De motorische ontwikkeling wordt vaak onderverdeeld in grove motoriek en fijne motoriek. Lopen, fietsen en zwemmen vallen onder de grove motoriek. Bewegingen waar vaak meer concentratie voor nodig is, zoals knippen, schrijven of een kraaltje oppakken, behoren bij de fijne motoriek. De grove en fijne motoriek zijn nauw met elkaar verbonden. Kinderen moeten een aantal basisvoorwaarden beheersen, om bepaalde fijn-motorische taken zoals het schrijven goed uit kunnen voeren. Beheersing van het stilzitten (evenwicht) is bijvoorbeeld een voorwaarde om netjes te kunnen schrijven.
Op veel gebieden van de ontwikkeling heeft het jonge kind motorische vaardigheden nodig. Bij het ontdekken van de wereld is het noodzakelijk dat je kunt bewegen. Bij het onderzoeken van de wereld moeten kinderen dingen kunnen pakken en vasthouden. Kinderen zijn nieuwsgierig en willen tijdens deze zoektocht dingen betasten en verplaatsen. Ook de ontwikkeling van spraak en het uiten van emoties vraagt om motorische vaardigheden. De motorische ontwikkeling is dan ook nauw verbonden met de andere ontwikkelingsgebieden.

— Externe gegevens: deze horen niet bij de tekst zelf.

Issue #418, opened 2023-11-30
useQueryState with push mode is not updated after browser back


gkielwasser:
## Context

What's your version of `next-usequerystate`?
1.13.0

Next version: 14.0.3

Are you using:

- ❌ The app router
- ✅ The pages router

## Description

I'm using useQueryState  with the history push mode. I would expect using browser back button would update query state. It seems back is not taken in account and therefore the state is not updated.

## Reproduction

[...]

PR #1551, opened 2026-08-17
feat: seed SSR search params via serverSearch on the react adapter

danworkman1:
## Context

Follow-up to the discussion in #1425 (Astro adapter), where @franky47 suggested:

> If it can be done just by seeding a useState inside the React SPA adapter, adding a `serverSearch` prop might actually make it compatible with other setups, like Inertia/Django/Rails with a thin React "island", which would be a better outcome than an Astro-specific adapter.

This PR does exactly that — implemented on the `useSyncExternalStore` server snapshot rather than a `useState`, which turns out slightly neater: React renders from `getServerSnapshot()` both when server-side rendering **and** during the hydration render, so server and client markup agree by construction, with no extra state to reconcile. The existing note in `react.ts` anticipated this:

```ts
// Note: we could expose a getServerSnapshot() function to allow server-side rendering
// to let consumers wire that to their backend router (eg: in Astro SSR, Fastify, Hono etc).
```

## The problem

When the React SPA adapter is server-rendered (Astro island, Inertia page, `renderToString` behind Fastify/Hono/Express), there is no `location` to read from, so `getServerSnapshot()` returns empty search params and every query state renders its parser default. On deep links, the client then reads the real URL and disagrees with the server markup → React 418 hydration errors, plus a visible flash of default content.

## The fix

`NuqsAdapter` (from `nuqs/adapters/react`) gains an optional `serverSearch?: string | URLSearchParams` prop that seeds the server snapshot, filtered per-instance to the watched keys like the client snapshot, and cached for referential stability:

```tsx
<NuqsAdapter serverSearch={Astro.url.search}>
  <SearchApp />
</NuqsAdapter>
```

Omitted, behaviour is unchanged (empty search params on the server).

## Included

- `serverSearch` prop on the React SPA adapter (`packages/nuqs/src/adapters/react.ts`)
- Browser tests (`react.browser.test.tsx`): SSR seeding from string / no-leading-`?` string / `URLSearchParams`, default behaviour preserved when omitted, and a hydration test asserting a deep link hydrates with zero `console.error` calls (it fails with 3 errors if the seeding is removed)
- Docs: a "Server-rendered islands (Astro, Inertia, etc.)" section under the React SPA adapter
- `react-dom` added to `packages/nuqs` devDependencies (the new test renders with `react-dom/server` + `hydrateRoot` directly; only the types were present before)

## Production validation

This approach is extracted from a custom adapter running in production on an Astro + Cloudflare Workers app (deep-linked flight search with multiple islands sharing URL state), where it eliminated the #418 hydration errors and empty-state flash. Happy to adjust naming or scope — and to follow up with an `e2e/astro` test bench if that would be useful.

🤖 Generated with [Claude Code](https://claude.com/claude-code)

https://claude.ai/code/session_01GqkkYC3vJVgNtvK28pAsnw

### DIFF
--- a/packages/docs/content/docs/adapters.mdx
+++ b/packages/docs/content/docs/adapters.mdx
@@ -155,8 +155,8 @@ When the React tree is server-rendered by a framework nuqs has no adapter for
 — an Astro island, an Inertia page component, a server rendering the tree with
 `renderToString{:ts}` (Fastify, Hono, Express) — there is no `location{:ts}`
 to read from on the server, so query states render their default values.
-On deep links, this causes hydration errors and a flash of default content
-before the client corrects it.
+On deep links, this causes a flash of default content before the client
+corrects it once hydrated.
 
 Passing the request's search string to the adapter fixes this, by seeding
 the initial query states with it on the server, and letting React hydrate
--- a/packages/docs/content/docs/adapters.mdx
+++ b/packages/docs/content/docs/adapters.mdx
@@ -144,6 +144,8 @@ createRoot(document.getElementById('root')!).render(
 This may be useful for servers not written in JavaScript, like Django (Python),
 Rails (Ruby), Laravel (PHP), Phoenix (Elixir) etc...
 
+<SinceVersion v="2.10.0">
+
 ### Server-rendered islands <HumanContent><br className='hidden in-[#nd-toc]:block'/></HumanContent>(Astro, Inertia, etc.) [#server-rendered-islands]
 
 <FeatureSupportMatrix introducedInVersion='2.10.0' support={{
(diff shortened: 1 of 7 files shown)


franky47 (approved):
I wasn't able to reproduce the 418 hydration mismatch error, but the rest looks good. I merged the server cache with the one we already had for key isolation.

danworkman1:
Hi, @franky47, I ran the preview build against the app this was extracted from (Astro + Cloudflare Workers monorepo, two frontends sharing the search islands). Swapped our custom adapter for the stock `NuqsAdapter` with `serverSearch={Astro.url.search}` at the three island roots and deleted the custom adapter entirely.

Everything holds up. Typecheck/lint/unit all pass, and the full Playwright suite came back 178/181 — the 3 failures are known local load flakes that pass in isolation, and the failure set is identical to our baseline on the custom adapter. That includes our url-state roundtrip and invalid-URL hydration specs (junk params, malformed date ranges, unknown data and so on).

Deep links hydrate with zero console errors, and back/forward + cross-island updates all behave. Out of curiosity I also dropped `serverSearch` to see what breaks: no #418, which confirms the server-snapshot approach holds during the hydration render. You just get the default-content flash back, plus duplicated initial fetches (our transit lookup fired 3x instead of once). So the prop does exactly what it says on the tin.

Calling this fully validated on our side. Once it lands in a release we'll delete our adapter for good and swap the pkg.pr.new pin for the real version. Thanks for the quick turnaround on the preview build!

PR #1589, opened 2026-09-12
doc: add Sury parser page

DZakh:
Hi, Nuqs was a big inspiration for me when shaping the latest versions of Sury, and now that there's a stable release, I think Nuqs and Sury are a perfect match. I'd like to add a custom parser page to show how nicely the library fits Nuqs usecase. Let me know if you have any comments; I'm personally excited simply from looking at the code example.

Sury also implements Standard Schema, so parseAsJson takes a schema directly: covered alongside ArkType and Valibot.

### DIFF
--- a/packages/docs/content/docs/parsers/built-in.mdx
+++ b/packages/docs/content/docs/parsers/built-in.mdx
@@ -333,7 +333,7 @@ setJson({
 </HumanContent>
 
 Using other validation libraries is possible: `parseAsJson{:ts}` accepts
-any Standard Schema compatible input (eg: ArkType, Valibot),
+any Standard Schema compatible input (eg: ArkType, Valibot, Sury),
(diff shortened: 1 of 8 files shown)


franky47 (approved):
TIL about sury, the API design is really nice!

You might be interested in an RFC I'm drafting about StandardCodec, since sury seems to compose pretty well in one direction:

https://gist.github.com/franky47/f0d2cf0d39f799df6a5a31856207b840

The PR LGTM, we just have a cooldown period for new packages in pnpm so I'll merge this tomorrow when it clears for sury@11.0.0 which is quite recent.

DZakh:
Cool, I'll take a look 👍

Yeah, just shipped the version today. Decided to postpone it for a few days to add isEqual support specifically for the nuqs usecase  🙂

PR #543, opened 2026-05-12
Deserializer support for BigDecimal when using apache_avro::serde::bigdecimal

jdarais:
It looks like serialization/deserialization was made more strict, and in the process, Deserializer no longer supports deserializing BigDecimal as a string, (which is what BigDecimal serializes/deserializes to/from by default.)  That's ok, since you can just add `#[serde(with="apache_avro::serde::bigdecimal")]`, but then it appears that deserializing BigDecimal as bytes is missing.  This PR adds the missing support for deserializing BigDecimal as bytes.

### DIFF
--- a/avro/src/serde/de.rs
+++ b/avro/src/serde/de.rs
@@ -1802,7 +1802,7 @@ mod tests {
     }
 
     #[test]
-    fn test_deserialize_bigdecimal_as_bytes() -> TestResult {
+    fn avro_543_deserialize_bigdecimal_as_bytes() -> TestResult {
         #[derive(Serialize, Deserialize, PartialEq, Eq, Debug)]
         #[serde(transparent)]
         struct WrappedBigDecimal (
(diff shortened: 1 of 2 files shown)


avro/src/serde/de.rs
```diff
@@ -1799,6 +1801,25 @@ mod tests {
         Ok(())
     }
 
+    #[test]
+    fn test_deserialize_bigdecimal_as_bytes() -> TestResult {
```
martin-g:
```suggestion
    fn avro_543_deserialize_bigdecimal_as_bytes() -> TestResult {
```

avro/src/serde/de.rs
martin-g:
```suggestion
                "Expected a String|Bytes|Fixed|Uuid|BigDecimal|Decimal|Duration, but got {:?}",
```

martin-g:
```suggestion
                "Expected a String|Bytes|Fixed|Uuid|BigDecimal|Decimal|Duration, but got {:?}",
```

martin-g (approved):

martin-g (approved):

martin-g:
Thank you, @jdarais !

PR #557, opened 2026-06-17
fix: Optimize `Alias::new()` and `Parser::fix_aliases_namespace`

Kriskras99:
I noticed a missed optimization opportunity.
Using `impl Into<String> + AsRef<str>` allows us to reuse the allocation if the input is a `String`.
And by using `.into_iter()` in `fix_aliases_namespace` we get an allocation we can reuse.


martin-g (approved):

martin-g:
Maybe the PR title should be `refactor:....` ?

Kriskras99:
I've renamed it to `perf: ...`, which seems the best fit!

PR #558, opened 2026-06-17
feat: Namespace for named types defined by this library

Kriskras99:
While working on the enum generation I realised it would be useful to put the Avro types we define into their own namespace. This allows users to use their own `Duration`/`u64`/... types and we are free to implement `AvroSchema` for more Rust types if we're inclined to do so without breaking user code (unless they use the `org.apache.avro.rust` namespace but then it's their own problem).


avro/src/serde/ser_schema/union.rs
martin-g:
```suggestion
                r#"Expected Schema::Fixed(name: "org.apache.avro.rust.i128", size: 16) in variants"#,
```
It seems there is no test case for this and it was not caught by CI.

martin-g:
```suggestion
                r#"Expected Schema::Fixed(name: "org.apache.avro.rust.u64", size: 8) in variants"#,
```

martin-g:
```suggestion
                r#"Expected Schema::Fixed(name: "org.apache.avro.rust.u128", size: 16) in variants"#,
```

martin-g (approved):

PR #561, opened 2026-06-20
refactor: Centralize generating the actual `impl` in the `Implementation` struct

Kriskras99:
This makes it clearer how everything fits together, and allows extending shared logic further (for example, adding generated tests). And because it is not a `TokenStream`, accidentally returning only a schema expression instead of the entire implementation results in a compilation error.

This also fixes an issue where you couldn't override the `field_default` implementation for a transparent struct via a field attribute.

This should be the last refactor PR before the actual enum PRs

### DIFF
--- a/avro_derive/src/attributes/mod.rs
+++ b/avro_derive/src/attributes/mod.rs
@@ -17,8 +17,8 @@
 
 use crate::case::RenameRule;
 use darling::{FromAttributes, FromMeta};
-use proc_macro2::{Span, TokenStream};
-use quote::quote;
+use proc_macro2::Span;
+use serde_json::Value;
 use syn::{AttrStyle, Attribute, Expr, Ident, Path, spanned::Spanned};
 
 mod avro;
@@ -31,7 +31,7 @@ pub struct NamedTypeOptions {
     pub aliases: Vec<String>,
     pub rename_all: RenameRule,
     pub transparent: bool,
-    pub default: Option<TokenStream>,
+    pub default: Option<Value>,
 }
 
 impl NamedTypeOptions {
@@ -88,6 +88,7 @@ impl NamedTypeOptions {
                 || avro.name.is_some()
                 || avro.namespace.is_some()
                 || avro.doc.is_some()
+                || avro.default.is_some()
                 || !avro.alias.is_empty()
                 || avro.rename_all != RenameRule::None
                 || serde.rename_all.serialize != RenameRule::None
@@ -113,16 +114,12 @@ impl NamedTypeOptions {
         let doc = avro.doc.or_else(|| extract_rustdoc(attributes));
 
         let default = if let Some(default_value) = avro.default {
-            let _: serde_json::Value =
-                serde_json::from_str(default_value.as_str()).map_err(|e| {
-                    vec![syn::Error::new(
-                        ident.span(),
-                        format!("Invalid Avro `default` JSON: \n{e}"),
-                    )]
-                })?;
-            Some(quote! {
-                ::std::option::Option::Some(::serde_json::from_str(#default_value).expect(format!("Invalid JSON: {:?}", #default_value).as_str()))
-            })
+            Some(serde_json::from_str(default_value.as_str()).map_err(|e| {
+                vec![syn::Error::new(
+                    ident.span(),
+                    format!("Invalid Avro `default` JSON: \n{e}"),
+                )]
+            })?)
         } else {
             None
         };
@@ -140,6 +137,7 @@ impl NamedTypeOptions {
 
 pub struct VariantOptions {
     pub rename: Option<String>,
+    pub skip: bool,
 }
 
 impl VariantOptions {
@@ -176,6 +174,9 @@ impl VariantOptions {
 
         Ok(Self {
             rename: serde.rename,
+            // For variants we don't care about defaults for skipping, as Serde will error if a skipped
+            // variant is serialized or deserialized.
+            skip: serde.skip || (serde.skip_serializing && serde.skip_deserializing),
         })
     }
 }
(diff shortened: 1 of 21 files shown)


martin-g:
@Kriskras99 This needs resolving of conflicts.

Kriskras99:
@martin-g Thanks for the headsup, is fixed now!

avro_derive/src/attributes/mod.rs
```diff
@@ -112,20 +112,19 @@ impl NamedTypeOptions {
...
+        let default = if let Some(default_value) = avro.default {
+            let _: serde_json::Value =
+                serde_json::from_str(default_value.as_str()).map_err(|e| {
+                    vec![syn::Error::new(
+                        ident.span(),
+                        format!("Invalid Avro `default` JSON: \n{e}"),
+                    )]
+                })?;
+            Some(quote! {
+                ::std::option::Option::Some(::serde_json::from_str(#default_value).expect(format!("Invalid JSON: {:?}", #default_value).as_str()))
```
```suggestion
                ::std::option::Option::Some(::serde_json::from_str(#default_value).expect(concat!("Invalid JSON: ", #default_value)))
```
Same, but at compile time.

avro_derive/src/enums/plain.rs
```diff
@@ -17,25 +17,27 @@
...
+    container_attrs: NamedTypeOptions,
+    data: DataEnum,
+) -> Result<Implementation, Vec<syn::Error>> {
     let doc = preserve_optional(container_attrs.doc.as_ref());
     let enum_aliases = aliases(&container_attrs.aliases);
-    if data_enum.variants.iter().all(|v| Fields::Unit == v.fields) {
-        let default_value = default_enum_variant(data_enum, ident_span)?;
+    if data.variants.iter().all(|v| Fields::Unit == v.fields) {
+        let default_value = default_enum_variant(&data, input_span)?;
         let default = preserve_optional(default_value);
```
martin-g: I wonder should `container_attrs.rename_all` be used also for the `default` value ?!

avro_derive/src/structs.rs
```diff
@@ -162,9 +187,18 @@ pub fn get_transparent_struct_schema_def(
             }
 
             if let Some((field, attrs)) = found {
-                Ok((
-                    field_to_schema_expr(&field, attrs.with.clone())?,
-                    field_to_record_fields_expr(&field, attrs.with)?,
+                let field_default_expr = if container_attrs.default.is_none() {
```
martin-g: Hm. If there is no container default then use the field's default. Shouldn't the field's default overwrite the container's one ?

avro_derive/src/structs.rs
```diff
@@ -1,3 +1,5 @@
+use crate::attributes::{FieldOptions, NamedTypeOptions};
```
martin-g: These should be below the ASLv2 header comment.

avro_derive/src/structs.rs
Kriskras99: I think you're right, and even stricter: I don't think `default` should be allowed as a container attribute on a transparent struct, so I've added it to the deny list.

avro_derive/src/enums/plain.rs
Kriskras99: Yes it should! This did cause a kind of snowball effect as to fix this:
- I needed the `serde_json::Value` instead of a `TokenStream`
- Needed to restructure the plain enum code
- Decided to also implement a `Value` to `TokenStream` function so we don't need to parse at runtime
- I also made the serializer less struct (but keeping a fast path!), allowing `skip` to work on enum variants

avro_derive/src/enums/plain.rs
```diff
@@ -17,49 +17,128 @@
...
+            ));
+            continue;
+        }
+
+        // When a variant has the `#[default]` attribute and we don't have a default yet, we assign
+        // it as the default. If an enum has multiple variants with the default attribute, the compiler
+        // throws an error anyway so we can ignore that situation. If the default attribute is on a
+        // skipped variant, we ignore it as Serde will throw an error if we try to deserialize that
+        // variant.
+        if default.is_none() && has_default_attr(&variant.attrs) {
```
martin-g, line 81:
```suggestion
        if has_default_attr(&variant.attrs) {
```
shouldn't the variant's `#[default]` be used even when there is a container default ?

avro_derive/src/enums/mod.rs
```diff
@@ -18,50 +18,30 @@
...
+    container_attrs: NamedTypeOptions,
+    data: DataEnum,
+) -> Result<Implementation, Vec<syn::Error>> {
+    if container_attrs.transparent {
+        return Err(vec![syn::Error::new(
+            input_span,
+            "AvroSchema: `#[serde(transparent)]` is only supported on structs",
+        )]);
+    }
+    if data.variants.iter().all(|v| Fields::Unit == v.fields) {
```
martin-g: This check contradicts with the check for `.skip` at enums/plain.rs line 61: https://github.com/apache/avro-rs/pull/561/changes#diff-96375cb0af5acdd83b14cd2b9a9100754ce6dc2c50a7684a04ae82a6db4e15a5R62-R64

avro_derive/tests/derive.rs
```diff
@@ -2570,3 +2570,18 @@ fn avro_rs_476_skip_serializing_fielddefault_trait_none() {
         },
     }
 }
+
+#[test]
+fn avro_rs_561_transparent_struct_with_default_override() {
+    #[derive(AvroSchema)]
+    #[serde(transparent)]
+    struct T {
+        #[avro(default = "0")]
```
martin-g: let's use non-zero value for the default, to make it more obvious that it does not initialize to the primitive's default value as some other languages do

avro_derive/src/utils.rs
```diff
@@ -65,3 +66,65 @@ pub fn field_aliases(op: &[impl AsRef<str>]) -> TokenStream {
...
+            let mut values = Vec::with_capacity(len);
+            for (key, value) in object {
+                keys.push(key);
+                values.push(json_value_expr(value));
+            }
+
+            quote! {
+                ::serde_json::Value::Object({
+                    let mut map = ::serde_json::Map::with_capacity(#len);
+                    #(map.insert(::std::string::String::from(#keys), #values));*;
```
martin-g:
```suggestion
                    #(map.insert(::std::string::String::from(#keys), #values);)*
```
to avoid empty statements (stray semicolons) when the object is empty

avro_derive/src/enums/plain.rs
Kriskras99: The `#[default]` attribute is from `#[derive(Default)]` so I think the user should be able to overwrite that with the `#[avro(default = "...")]` attribute.

martin-g (approved):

Als deze ontwikkeling goed verloopt, leert het kind een aantal begrippen en inzichten zoals, klein en groot, ver en dicht, boven en onder. Dit is van belang om straks goed te kunnen volgen in groep 1. Er is immers een samenhang tussen de motorische ontwikkeling en de ontwikkeling van het leren en denken. Door spelenderwijs te bewegen, maakt een peuter bovendien contact met andere kinderen en leert daardoor ook samen te spelen.
Als je kind 2 jaar is lijkt het lopen nog een beetje op waggelen. Bij 3 jaar lukt het beter om het evenwicht te bewaren en kunnen de meeste kinderen fietsen op een driewieler, even op 1 been staan, over een balk lopen, klimmen en springen van de onderste traptrede. Dit vraagt al veel behendigheid en spierkracht.
De fijne motoriek komt later tot ontwikkeling dan de grote bewegingen van romp, armen en benen. Peuters leren fijnere bewegingen te maken met handen en vingers. Het vasthouden van een potlood, bladzijden van een boek omslaan en een kraaltje rijgen gaan steeds beter.
Tussen 2 en 4 jaar leren kinderen zich aankleden en beginnen een beetje te tekenen, knippen en plakken. Bij sommige kinderen lukt dit allemaal niet en u merkt dat uw kind moeite heeft met zelfstandig worden.